Task goal → Only lines holding the word "events" are wanted from the records; copy all of them.

Exercise data →
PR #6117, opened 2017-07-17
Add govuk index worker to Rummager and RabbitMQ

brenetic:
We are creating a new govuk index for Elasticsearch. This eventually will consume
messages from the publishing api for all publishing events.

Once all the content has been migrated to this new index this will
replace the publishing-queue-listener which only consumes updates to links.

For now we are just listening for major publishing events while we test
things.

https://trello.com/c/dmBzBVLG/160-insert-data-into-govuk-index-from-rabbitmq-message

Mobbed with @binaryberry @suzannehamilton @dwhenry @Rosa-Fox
--
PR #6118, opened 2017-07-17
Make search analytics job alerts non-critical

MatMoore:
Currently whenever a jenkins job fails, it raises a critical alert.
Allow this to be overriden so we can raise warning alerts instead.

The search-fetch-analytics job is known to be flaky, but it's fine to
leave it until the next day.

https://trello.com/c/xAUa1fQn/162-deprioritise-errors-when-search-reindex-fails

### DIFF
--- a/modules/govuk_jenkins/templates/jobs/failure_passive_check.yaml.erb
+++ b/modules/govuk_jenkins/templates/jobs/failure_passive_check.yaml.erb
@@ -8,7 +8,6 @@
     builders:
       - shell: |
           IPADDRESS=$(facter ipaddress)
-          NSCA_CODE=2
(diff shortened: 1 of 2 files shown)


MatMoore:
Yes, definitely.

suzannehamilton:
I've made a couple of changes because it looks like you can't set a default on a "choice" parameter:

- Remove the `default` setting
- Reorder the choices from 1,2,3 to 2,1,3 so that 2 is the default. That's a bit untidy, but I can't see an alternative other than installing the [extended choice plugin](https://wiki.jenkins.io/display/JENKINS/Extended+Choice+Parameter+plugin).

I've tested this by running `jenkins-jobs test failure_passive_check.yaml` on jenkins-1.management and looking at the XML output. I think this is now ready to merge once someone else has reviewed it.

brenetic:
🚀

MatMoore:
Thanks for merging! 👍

Result →
messages from the publishing api for all publishing events.
For now we are just listening for major publishing events while we test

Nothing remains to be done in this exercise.